Read more here: http://www.sacbee.com/2012/06/18/4569449/nerves-get-to-michael-thompson.html#storylink=cpy

Hole #18 (par 4)
I’m sure most of his 18th hole was covered on TV (I still haven't had a chance to go back through the DVR coverage) but here is how it played out.  His tee shot went right into the tree line but he got a kind bounce as the tree kicked the ball back into the fairway.  He had a longer than normal iron shot into the green.  His shot into the green caught the right rough just off the green but it was hole high.  The hole was cut in the front left just thee paces over the front bunker.  Michael’s chip from the rough didn’t quite break enough but he had an easy tap in to finish his round at three under par (67).

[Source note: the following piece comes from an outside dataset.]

PR #4472, opened 2018-02-28
feat: Add User Avatar component

### LINKED ISSUE #4471: Add a user Avatar component
We need a user avatar component that accepts a user object and renders either their avatar with an image tag or the placeholder SVG image we have.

Michael tees off on the 18th hole

The Waiting Game
As a cheering section, we convened in the clubhouse to see how the rest of the tournament played out.  I didn’t think two over was going to be enough but as the day wore on and guys kept falling down the leaderboard, it looked better and better.  We were excited because we knew that Michael had accomplished several things no matter where he ultimately finished:  he had locked up invitations to the 2013 US Open (top 10 and better) and the 2013 Masters (top 8 and better), he had also pretty much locked up his 2013 PGA Tour card and an invitation into the PGA Championship later this year.  Michael had to do several interviews but eventually came and sat with us as we watched the end of the tournament.  As you know by now, two over came in second by a shot to Webb Simpson.

The Medal Ceremony
After the tournament was over, Michael told us to come down to the 18th green.  He was presented with a silver medal for being the US Open runner up.   It brought to mind the medal ceremony I got to witness when they presented Michael with his low amateur medal in the 2008 US Open.  The big difference was the size of the crowd.  In 2008 there were about 20 people around and this time there were thousands.  In either case, it was very cool - even with the “chicken guy” who interrupted Webb Simpson and Bob Costas.

Overall Impressions
So this article might have sounded like Michael played the par fours as "fairway-green-two putts for par" - what's so hard about that?  First of all, hitting fairways on this course was no easy feat.  Trees hugged fairways or overhung them entirely.  Hills and slopes wanted to take balls from the fairway into the rough.  In order to hit a fairway you had to shape the ball and land it in a very narrow window.  Some holes you had to shape right to left, others it was reversed.  On Sunday, nobody did it better than Michael.  Michael hit 11 out of 14 fairways to lead the field.

Add to that that I used the term "easy" par several time throughout this post.  In reality there were no easy pars on this course.  Any putt longer than 18 inches was a challenge.  Michael lead the field in putting for the week and I don't remember him missing a single putt inside of five feet.

No words I give you will accurately convey just how good a round Michael played on Sunday.  It was a thing of beauty.  When you add the situation on top of that - the final round of the US Open - it is just all the more impressive.    It was great to see him come back from his rounds on Friday and Saturday where he was grinding.  For those of us following, it was just an amazing day.  We were (and still are) just so happy for Michael to perform as well as he did.  And the best part of it?  He had fun doing it!